Brute Force Attack

A Brute Force attack consists of an attacker submitting many passwords or passphrases with the hope of eventually guessing correctly, in order to gain illegal access to confidential data.

​​ Protecting against Brute Force Attacks

​​ Hide cause of error

Hackers buy lists of usernames, and they will use those lists to see if they can be used to gain access to a system.

A Brute Force Attack is often used to guess a User’s username / Password combination. Some systems help the hacker by telling him whether the username was wrong (“No user can be found with this email address”), or whether the Password was wrong (“Incorrect password”). By giving a hacker this information, the system is basically telling the hacker whether he should try a Brute Force Attack for this username, or whether he should continue searching for usernames that exist on this system.

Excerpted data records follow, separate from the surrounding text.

PR #750, opened 2021-05-24
Label /dev/trng with random_device_t

zpytela:
The trng device (trng stands for "true random-number generator")
is used on some architectures like s390x where the Central Processor
Assist for Cryptographic Functions (CPACF) with Message-Security-Assist
Extension 7 (MSA 7) is available to generate high-entropy random numbers.
The label for the device node is backed by a file transition.


WOnder93 (approved):
Looks good. https://www.ibm.com/docs/en/linux-on-systems?topic=t-setup also mentions /dev/hwrng, but that one is already covered.

PR #754, opened 2021-05-26
Allow nsswitch_domain read init pid lnk_files

zpytela:
This permission is required when a service uses the systemd nss module
to resolve user records and a symlink in the /run/systemd/dynamic-uid
directory needs to be dereferenced.

type=PROCTITLE msg=audit(07/27/2020 09:06:58.618:335) : proctitle=/usr/bin/dbus-daemon
--system --address=systemd: --nofork --nopidfile --systemd-activation --syslog-only
type=PATH msg=audit(07/27/2020 09:06:58.618:335) : item=0
name=/run/systemd/dynamic-uid/direct:62803 inode=38503 dev=00:18 mode=link,777 ouid=root
ogid=root rdev=00:00 obj=system_u:object_r:init_var_run_t:s0 nametype=NORMAL cap_fp=none
cap_fi=none cap_fe=0 cap_fver=0 cap_frootid=0
type=CWD msg=audit(07/27/2020 09:06:58.618:335) : cwd=/
type=SYSCALL msg=audit(07/27/2020 09:06:58.618:335) : arch=x86_64 syscall=readlinkat
success=no exit=EACCES(Permission denied) a0=0xffffff9c a1=0x7ffe508dcb30
a2=0x55974a9ca6f0 a3=0x63 items=1 ppid=1 pid=673 auid=unset uid=dbus gid=dbus euid=dbus
suid=dbus fsuid=dbus egid=dbus sgid=dbus fsgid=dbus tty=(none) ses=unset
comm=dbus-daemon exe=/usr/bin/dbus-daemon
subj=system_u:system_r:system_dbusd_t:s0-s0:c0.c1023 key=(null)
type=AVC msg=audit(07/27/2020 09:06:58.618:335) : avc:  denied  { read }
for  pid=673 comm=dbus-daemon name=direct:62803 dev="tmpfs" ino=38503
scontext=system_u:system_r:system_dbusd_t:s0-s0:c0.c1023
tcontext=system_u:object_r:init_var_run_t:s0 tclass=lnk_file permissive=0

Resolves: rhbz#1860924

### DIFF
--- a/policy/modules/system/authlogin.te
+++ b/policy/modules/system/authlogin.te
@@ -525,6 +525,10 @@ optional_policy(`
 ')
 
 optional_policy(`
+	init_read_pid_lnk_files(nsswitch_domain)
+')
+
+optional_policy(`
 	likewise_stream_connect_lsassd(nsswitch_domain)
 ')
 
--- a/policy/modules/system/init.if
+++ b/policy/modules/system/init.if
@@ -2891,6 +2891,24 @@ interface(`init_manage_pid_files',`
 	manage_files_pattern($1, init_var_run_t, init_var_run_t)
 ')
 
+#######################################
+## <summary>
+##	Read init pid lnk_files.
+## </summary>
+## <param name="domain">
+##	<summary>
+##	Domain allowed access.
+##	</summary>
+## </param>
+#
+interface(`init_read_pid_lnk_files',`
+	gen_require(`
+		type init_var_run_t;
+	')
+
+	read_lnk_files_pattern($1, init_var_run_t, init_var_run_t)
+')
+
 ########################################
 ## <summary>
 ##	Read init unnamed pipes.


WOnder93 (approved):

ghost:
Ondrej Mosnáček ***@***.***> writes:

> @WOnder93 approved this pull request.

I think this is questionable. this seems dbus-daemon (may or may not
apply to dbus-broker as well) specific. it is
also old and it may be that this code has changed (earlier systemd used
dbus for dynamic user resolving (this might be related to that) nowaday's
is uses varlink instead. I suspect that this no longer applies and if it
does then it might only applies to dbus (we would have seen more related
reports, i mean why would this be reported and nothing else, there are
surely many more nss clients that resolve uids)

Aside, its reading an inherited symlink and allowing this pattern is
probably too much there is no need to traverse /run/systemd and no need
to open the lnk file.

Its not a big deal but auth_use_nsswitch is widely used.

>
> —
>

-- 
gpg --locate-keys ***@***.***
Dominick Grift

zpytela:
Discussed with systemd folks internally:
- it is valid in current Fedora,
- any domain using nss can run into this issue.

You are right open is not needed, but it was not allowed: the interface calls read_lnk_files_pattern which means `{ getattr read }`. I could have named the interface read_inherited_... Traversing /run/systemd was already allowed:
```
# sesearch -A -s system_dbusd_t -t init_var_run_t -c dir
allow nsswitch_domain pidfile:dir { getattr open search };
allow system_dbusd_t init_var_run_t:dir { ioctl lock read };
allow systemprocess init_var_run_t:dir { getattr open search };
```

ghost:

> Discussed with systemd folks internally:
>
> * it is valid in current Fedora,
> * any domain using nss can run into this issue.

Okay it is not bad to have that clarified

>
> You are right open is not needed, but it was not allowed: the interface calls read_lnk_files_pattern which means {
> getattr read }. I could have named the interface read_inherited_... Traversing /run/systemd was already allowed:

My bad, youre right open is not checked at all on symlinks I did not
expect that.

>
> # sesearch -A -s system_dbusd_t -t init_var_run_t -c dir
> allow nsswitch_domain pidfile:dir { getattr open search };
> allow system_dbusd_t init_var_run_t:dir { ioctl lock read };
> allow systemprocess init_var_run_t:dir { getattr open search };
>
> —
>

-- 
gpg --locate-keys ***@***.***
Dominick Grift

Systems should never expose this kind of information. Instead they should merely state that the username / Password combination is incorrect. (One should also make sure that none if this information is exposed by the HTTP Return code of the Back End services).

​​ Account locking

If multiple login attempts have failed for a given username, then the corresponding User account should be locked. This prevents that a hacker gains access to the account, even if he guesses the password correctly.

​​ Metric Monitoring

Metrics could be generated from a login-service that report how often what IP Address did a login attempt. If that Metric exceeds a certain threshold, that IP Address should be blocked from accessing the system.

This could be implemented with advanced solutions like WAFs or AWS Shield, but enforcing a Rate Limit using an API Gateway could also do the trick.